By Herb London
Thursday, August 07, 2014
As Israel’s troops withdraw from Gaza, the world should
not be hopeful that the “peace” will be long-lasting. As long as “Nakba” -- the
catastrophic 1948 War and Palestinian dislocation --continues to be the
rallying cry that energizes the Arab street, there is little hope that the
decades-long conflict will come to an end anytime soon. Worse, Hamas’
willingness to put its political goals ahead of its hapless constituents
ensures that future conflicts will be at least as bloody as the current
conflict between Hamas and Israel.
In every negotiation between the two parties, the
Palestinian leadership has displayed a stubborn unwillingness for peace with
Israel or even an accommodation that will allow the conflicting parties to
coexist.
Indeed, it is no longer even clear that the Palestinian
leadership really desires an independent state: after all, should peaceful
coexistence, the so-called “two-state solution,” come to pass, the Palestinians
would lose their trump card of victimhood.
When former Prime Minister Ehud Barak offered to cede 95
percent of the West Bank as a peace offering, PLO leader Yasser Arafat refused
the concession. At the time, some joked that the Palestinians never miss an
opportunity to miss an opportunity, but the truth is that no Palestinian leader
has a mandate to approve an independent state. This is a core geopolitical fact
that has missed the attention of both President Obama and Secretary of State
John Kerry -- with deadly results.
The war in the Middle East is a perpetual one because of
the refusal of Arab leaders to accept the reality of Israel as a Jewish state.
Indeed, the unity government comprised of Hamas and Fatah has declared publicly
that its overarching goal is Israel’s destruction. Peaceful coexistence in the
face of vehement hatred is impossible, and the failure of the Obama
administration, the United Nations -- and even some in Israel -- to recognize
this reality is a morbid commentary on their understanding of the region.

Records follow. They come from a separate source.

PR #598, opened 2017-11-30
Initial draft of proposal on shared infrastructure for address spaces

lulf:
@grs @rgodfrey Just had to write down some of my ideas around the topic of shared infrastructure for address spaces, so that I don't forget it when we discuss it later and makes it easier for me to explain.


lulf:
Will reopen with new proposal based on latest f2f discussions

PR #616, opened 2017-12-07
UPD TestBaseWithDefault - remove shared address spaces after all tests

tkratky:


tkratky:
Those changes should save ~30 minutes in Jenkins

systemtests/src/test/java/io/enmasse/systemtest/SystemTestRunListener.java
```diff
@@ -20,6 +21,14 @@ public void testFinished(Description description) throws Exception {
         Logging.log.info(description + "FINISHED");
     }
 
+    @Override
+    public void testRunFinished(Result result) throws Exception {
+        for (AddressSpace defaultAddressSpace : TestBaseWithDefault.defaultAddressSpaces) {
```
lulf: IMHO its not ideal to make this global and reference it from another class, but I can't think of any better approach either :)

tkratky: yes, I wasn't able to find better solution :/

PR #617, opened 2017-12-07
Create realm admin user with random credentials

lulf:


lulf:
@rgodfrey The idea is that we automatically create a user and a password. Since this is not stored anywhere, it will have to be reset manually (or by a script). It just simplifies the operations needed to be done outside of enmasse.

lulf:
@rgodfrey actually Even better is to disable the user on creation and activate + set passord externally

lulf:
@rgodfrey actually Even better is to disable the user on creation and activate + set passord externally

PR #618, opened 2017-12-07
allow the messaging cert to be downloaded from the console

grs:


templates/include/admin.jsonnet
```diff
@@ -220,6 +229,12 @@ local common = import "common.jsonnet";
                 "secret": {
                     "secretName": "admin-internal-cert"
                 }
+            },
+            {
+                "name": "messaging-cert",
+                "secret": {
+                    "secretName": "external-certs-messaging"
```
lulf: This should be "${MESSAGING_SECRET}" as the secret name is derived from the address space definition and passed as a template parameter.

agent/lib/console_server.js
```diff
@@ -197,11 +214,15 @@ ConsoleServer.prototype.listen = function (env, callback) {
         } else if (request.method === 'GET') {
             try {
                 var user = myutils.basic_auth(request);
-                var transform;
+                var next;
                 if (url.parse(request.url).pathname === '/help.html' && env.MESSAGING_ROUTE_HOSTNAME !== undefined) {
```
lulf: This is not set anywhere is it?

templates/include/roles.jsonnet
```diff
@@ -8,6 +8,19 @@
         "name": "enmasse-address-admin"
       },
       "rules": [
+        {
+          "apiGroups": [
+            ""
+          ],
+          "resources": [
+            "routes"
```
lulf: why is this needed? how does it know the route name to look up?  its not necessarily named 'messaging' ,because it can be configured when creating address space.

agent/lib/console_server.js
grs: Yes, it is. It is set on startup based on the hostname in the route.

templates/include/roles.jsonnet
grs: The route is used to adjust the online help doc to have the actual hostname in it. Not having permission is a regression for that feature. If the route is named something else, this adjustment won't happen (just as it doesn't happen without the correct permission). I've added an env var to pass through the route name to lookup. However at the moment, I think fixing the permissions to allow the existing feature to work again is valuable as for those users who don't override the route name, it make it easy to find (especially if they don't have access to the actual route object in openshift). Expanding to cover the more advanced case or indeed revising the mechanism entirely can be done as a separate PR.

lulf: Agreed this is sufficient for now.

PR #622, opened 2017-12-11
Cleanup templates and remove kafka-bridge templates

lulf:
* _REPO -> _IMAGE
* Remove with_kafka parameter
* Stop generated enmasse-with-kafka template
* Remove old role file


lulf:
@ppatierno I think both the fact that that it doesn't work (doesnt have authentication + authorization enabled, image version released does not match template versions etc...),  and because we eventually want to support it in an official way (though that is not an immediate plan).

ppatierno:
@lulf in order to have this demo (https://github.com/ppatierno/amqp-kafka-demo) still working (for people who are curious about this kind of support) can you point me to the latest EnMasse version that should work so that I can update that repository ? Do you think that it should be the 0.9.0 ?

ppatierno:
@lulf for that demo I have to update the references to "barnabas" as well but I'd like to have it working even if we are going to remove the Kafka template from EnMasse (which makes sense to me).

lulf:
@ppatierno I think maybe 0.11.2 should work

PR #629, opened 2017-12-12
Split standard-specific parts of address-controller into a new component 'standard-controller'

lulf:
The standard-controller is responsible for managing brokers in the
standard address space and update status of addresses based on broker
and router status.


lulf:
@grs This is the first phase of moving the controller loop for standard address space into the address space.

lulf:
@grs WDYT about merging this? This only affects the standard address space

templates/include/standard-space-infra.jsonnet
```diff
@@ -32,19 +35,34 @@ local prometheus = import "prometheus.jsonnet";
...
+    ],
+
+    local storage_template_configmap = [
+      templateConfig.storage("enmasse-storage-templates")
+    ],
+
+    local template_config = (if use_template_configmap then "enmasse-storage-templates" else ""),
+
+    "objects": [
+      standardController.deployment(template_config, "authservice-ca"),
```
grs: Is there a reason you prefer this outside the admin pod?

lulf: No, I can move it in there instead. It was a bit easier to experiment with it separately.

grs: I have no objection to merging

PR #1717, opened 2018-10-01
Copy all YAML files into built documentation

lulf:
* Move all YAML files referenced in documentation to documentation/common
* Copy *.yaml to html/resources

@jenmalloy I did not find from the contributing docs where these kind of files should be located, so I assumed common would be a good place as any.


jenmalloy:
@lulf, agreed, in the common folder makes the most sense to me too.

PR #1725, opened 2018-10-02
Add error message for incorrect filters on connections tab too.

k-wall:
Also refactored algorithm so that it does not rely on the invalid filter being on the end of the array for correct behaviour.

### DIFF
--- a/agent/www/components/addresses/addresses_ctrl.js
+++ b/agent/www/components/addresses/addresses_ctrl.js
@@ -218,26 +218,33 @@ angular.module('patternfly.toolbars').controller('ViewCtrl', ['$scope', '$timeou
           }
         };
 
-        function is_valid_filter(filter) {
-            if (filter.title === 'Name') {
-                try {
-                    $scope.notification.show_alert = false;
-
-                    var dummy = new RegExp(filter.value);
-                    return true;
-                } catch (error) {
-                    $scope.notification.show_alert = true;
-                    $scope.notification.alert_msg = '"'+ filter.value + '": is not valid.  Only regular expressions are supported.';
-                    return false;
-                }
-            } else {
-                return true;
-            }
-        }
-
         var filterChange = function (filters) {
             $scope.filtersText = "";
-            var valid = filters.filter(is_valid_filter);
+
+            $scope.notification.show_alert = false;
+            var messages = [];
+            var valid = filters.filter(function (filter) {
+                if (filter.title === 'Name') {
+                    try {
+                        $scope.notification.show_alert = false;
+
+                        var dummy = new RegExp(filter.value);
+                        return true;
+                    } catch (error) {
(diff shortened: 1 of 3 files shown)


agent/www/components/addresses/addresses_ctrl.js
```diff
@@ -214,26 +214,33 @@ angular.module('patternfly.toolbars').controller('ViewCtrl', ['$scope', '$timeou
...
-            if (filter.title === 'Name') {
-                try {
-                    $scope.notification.show_alert = false;
+        var filterChange = function (filters) {
+            $scope.filtersText = "";
 
-                    var dummy = new RegExp(filter.value);
+            $scope.notification.show_alert = false;
+            var messages = [];
+            var valid = filters.filter(function (filter) {
```
grs: Not a big issue, but was there a reason to inline the is_valid_filter function? (To me the flow is more readable as a separate, named function).

k-wall: @vbusch's previous change had changed `is_valid_filter` from a pure function to be one with a side effect (namely the manipulation of the notification).   For correct behaviour the 'bad' filter always needed to appear on the end of the list, otherwise the next good filter would have reset the notification set.   Currently, as new filters are pushed to the end of the list, this was a safe assumption, but it felt fragile to me: it was easy to imagine a innocuous change elsewhere breaking this code.

Inlining the function allowed me to push the responsibility for manipulating notification state to filterChange whilst still calling new RegExp() only once per filter.  I can refactor again to to reinstate the pure function and separately build up the validation messages if you prefer.

grs: No, thats a good explanation!

k-wall:
We'll need to reflect changes from #1740 in this patch, or vice versa.

k-wall:
@vbusch - I made the same changes you made to addresses to fix the issue @RH-sdavey reported ( #1736) in the connection tab.

agent/www/components/addresses/addresses_ctrl.js
```diff
@@ -218,26 +218,33 @@ angular.module('patternfly.toolbars').controller('ViewCtrl', ['$scope', '$timeou
...
+                if (filter.title === 'Name') {
+                    try {
+                        $scope.notification.show_alert = false;
+
+                        var dummy = new RegExp(filter.value);
+                        return true;
+                    } catch (error) {
+                        $scope.notification.show_alert = true;
+                        $scope.notification.alert_msg = '"' + filter.value + '": is not valid.  Only regular expressions are supported.';
```
vbusch: Should we be using messages, instead of $scope.notification.alert_msg?   As it stands now, line 243 messages.length > 0, will always be false, since messages isn't being populated.

k-wall:
@vbusch thanks for spotting my stupid copy/paste error.

PR #1738, opened 2018-10-03
New webconsole systemtest  doTestFilterAddressWithRegexSymbols

RH-sdavey:
* tests if filtering addresses in console is valid with regex
    * if non valid regex is used the console shows an alert (positive)

test passes


RH-sdavey:
@kornys  I can see jenkins failed but my test in the build passed and other (not related to mine) tests failed, whats best to do in that situation please?

PR #1739, opened 2018-10-03
Fix authorization tests

lulf:
* Disable test for sending to multicast address


kornys:
@lulf 👍

lulf:
Just FYI the multicast test was reenabled after a fix in the system test client

kornys:
I saw that test is enabled :)

PR #1741, opened 2018-10-03
Issue 1585 infra upgrades

lulf:
Add support for upgrading address space infrastructure

* Define AddressSpacePlan, AddressPlan, StandardInfraConfig and BrokeredInfraConfig as custom resources
* Annotate address space with current configuration
* Trigger update in different configuration
* Use latest api versions for k8s resources


lulf:
Will reopen in EnMasseProject organization

PR #1760, opened 2018-10-09
Plot of test duration + jenkins pipelines refactor

kornys:


kornys:
@lulf plot is visible in new left menu item called "Plots" you can see it now in job PR1760 in Jenkins.

PR #1762, opened 2018-10-09
Test client certificate before trusting

lulf:
This works around OpenShift 3.9 cert issues when using oc cluster up

### DIFF
--- a/api-server/src/main/java/io/enmasse/api/server/ApiServer.java
+++ b/api-server/src/main/java/io/enmasse/api/server/ApiServer.java
@@ -19,7 +19,6 @@ import io.enmasse.user.keycloak.KubeKeycloakFactory;
 import io.fabric8.kubernetes.api.model.ConfigMap;
 import io.fabric8.kubernetes.api.model.IntOrString;
 import io.fabric8.kubernetes.api.model.Service;
-import io.fabric8.kubernetes.client.KubernetesClientException;
 import io.fabric8.openshift.api.model.Route;
 import io.fabric8.openshift.client.DefaultOpenShiftClient;
 import io.fabric8.openshift.client.NamespacedOpenShiftClient;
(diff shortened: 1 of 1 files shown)


api-server/src/main/java/io/enmasse/api/server/ApiServer.java
```diff
@@ -76,10 +78,14 @@ public void start(Future<Void> startPromise) throws Exception {
...
             ConfigMap extensionApiserverAuthentication = client.configMaps().inNamespace(options.getApiserverClientCaConfigNamespace()).withName(options.getApiserverClientCaConfigName()).get();
-            clientCa = extensionApiserverAuthentication.getData().get("client-ca.file");
+            clientCa = extensionApiserverAuthentication.getData().get("client-ca-file");
             requestHeaderClientCa = extensionApiserverAuthentication.getData().get("requestheader-client-ca-file");
-        } catch (KubernetesClientException e) {
+            validateCert(clientCa);
+            validateCert(requestHeaderClientCa);
+        } catch (Exception e) {
             log.info("Unable to retrieve config for client CA. Skipping", e);
+            clientCa = null;
```
k-wall: Would it be a good idea to include whether clientCa or requestHeaderClientCa had failed?

api-server/src/main/java/io/enmasse/api/server/ApiServer.java
```diff
@@ -93,6 +99,11 @@ public void start(Future<Void> startPromise) throws Exception {
         });
     }
 
+    private static void validateCert(String ca) throws CertificateException {
+        CertificateFactory cf = CertificateFactory.getInstance("X.509");
+        cf.generateCertificate(new ByteArrayInputStream(ca.getBytes(StandardCharsets.UTF_8)));
```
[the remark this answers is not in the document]
lulf: I'll change it to use generateCertificates(). I think DER is unlikely, as tthe certs are typically generated by kubernetes/openshift which always uses PEM.

api-server/src/main/java/io/enmasse/api/server/ApiServer.java
lulf: It is unlikely that one of them fail, but I will add that.

PR #1764, opened 2018-10-10
Fix pipelines due to upgrade pipelines plugin

kornys:


kornys:
@lulf important fix for jenkinsfile-test pipeline I made bug in syntax.

kornys:
@lulf I need your admin rights :D

PR #1765, opened 2018-10-10
Fix quote args for systemtests

kornys:


kornys:
@lulf this should fix master tests pipeline. Right now master-brokered, master-standard and master-common run all tests instead of running specific tests for job.

PR #1772, opened 2018-10-11
Return AlreadyExists instead of Conflict for 409 response codes

lulf:
This aligns the response with that given by Kubernetes API server for 409 responses. I'm not sure if there is a case where we should set it to 'Conflict', but I think this will be correct for most foreseeable cases.


lulf:
> I did wonder whether this change would have been better expressed by subclassing ConflictExeption <- AlreadyExistsException and replacing the existing uses with the narrower type. This would save the surprise that would arrive if someone started using a 409 more generally elsewhere.

I agree. Attempting to do this revealed a need to add a dependency betweeen keycloak-user-api and api-common which contains the predefined exceptions.  I would like to cleanup/move some parts of api-common before doing that.

PR #1775, opened 2018-10-11
Exclude the tools jar, fix IDE errors

ctron:
For me, all projects in the Eclipse IDE are flagged with error, due to a missing dependency of `com.sun:tools`. From what I read, this can be excluded.


ctron:
> I suspect a misconfiguration of the Eclipse IDE, or an IDE bug.

I don't think that is the case. System dependencies are discouraged for exactly this reason.

I am running on JDK-10, and starting with Java 9+ the tools.jar is gone. So my IDE properly resolved the dependency to `<systemPath>/home/jreimann/jvm/jdk-10.0.2+13/../lib/tools.jar</systemPath>`, but the file no longer exists.

So, do you need this dependency? Or can it simply be excluded? Because right now, when I import EnMasse, the whole workspace lights up red. Hide all real errors behind that. So fixing this would really improve things IMHO.

k-wall:
@ctron I was wrong.  I interpreted the sentence from [1] 'The artifact is always available and is not looked up in a repository.' to mean that the tooling would neither try to resolve the dependency in the repository nor verify the JARs existence.  It turns out I am wrong on the last point.   Maven 3.3.9 (at least) complains that file does not exist when running Java > 8.

Can you rebase you PR and I'll approve?

You'll need to move your dependency exclusion from kubernetes-server-mock to io.sundr:builder-annotations.  The latter is now depended on directly, and it is it that has the dependency on com.sun:tools.

I note that on Java 10, the build actually fails later (below).    #1818  introduces a variable for 
 jboss-logging-processor.  If you override the jboss.logging.processor.version=2.1.0.Final, you should see the build completed and the tests pass.


```
[ERROR] Failed to execute goal org.apache.maven.plugins:maven-compiler-plugin:3.2:compile (default-compile) on project amqp-connector: Compilation failure
[ERROR] java.lang.NoClassDefFoundError: javax/annotation/Generated
[ERROR] at org.jboss.logging.processor.generator.model.ClassModel.generateModel(ClassModel.java:134)
[ERROR] at org.jboss.logging.processor.generator.model.MessageLoggerImplementor.generateModel(MessageLoggerImplementor.java:108)
[ERROR] at org.jboss.logging.processor.generator.model.ClassModel.generateAndWrite(ClassModel.java:119)
[ERROR] at org.jboss.logging.processor.apt.ImplementationClassGenerator.processTypeElement(ImplementationClassGenerator.java:63)
```

k-wall:
I opened an issue on the underlying project https://github.com/sundrio/sundrio/issues/117

ctron:
> Can your rebase you PR and I'll approve?

I just did. And I also move the exclusion to the other dependency. Thank you for investigating this!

This war is far larger than Israel’s ongoing conflict
with Hamas. It extends to those Arab states that provide the rockets which
Hamas fires indiscriminately at Israeli citizens, and to Fatah, which cynically
talks of peace but wages war with its Hamas brothers. The war extends, as well,
to those who deliberately impede the development of Palestinian civil authority
as a counterweight to the corrupt leadership that lines its pockets with
proceeds from foreign governments.
As long as the Palestinians cling to their rejection of
Israel’s very right to exist, they simply cannot take “yes” as an answer. Their
leaders are on a suicide course of never-ending war against a better-equipped
adversary, a war that is fought on the backs of long suffering civilians.
The rejectionist approach -- renouncing Israel’s very
presence in the region -- gives lie to United Nations deliberations. There can
be no serious negotiations with an adversary who has embraced a lie as its
policy narrative.
As essayist Pierre Ryckmans (aka Simon Leys) reminds us
that it was Saint Augustine who, 1,600 years ago, first observed, “People have
such a love for truth that when they happen to love something else, they want
it to be the truth; and because they do not wish to be proven wrong, they
refuse to be shown their mistake. And so, they end up hating the truth for the
sake of the object which they have come to love instead of the truth.”
In this instance, the truth, sadly, is that the
Palestinian Authority is corrupt and so inattentive to its own people that it
uses them as human shields in effort to convey a twisted message of
victimization.
It is victimhood that is at the root of the Palestinian
strategy, and it is victimization that the Palestinians assert in the United
Nations General Assembly.
Palestinian victimization, the “great lie” of Middle
Eastern politics, has emerged in some circles as the “truth” -- and it is what
perpetuates bloodshed and grief without an apparent end.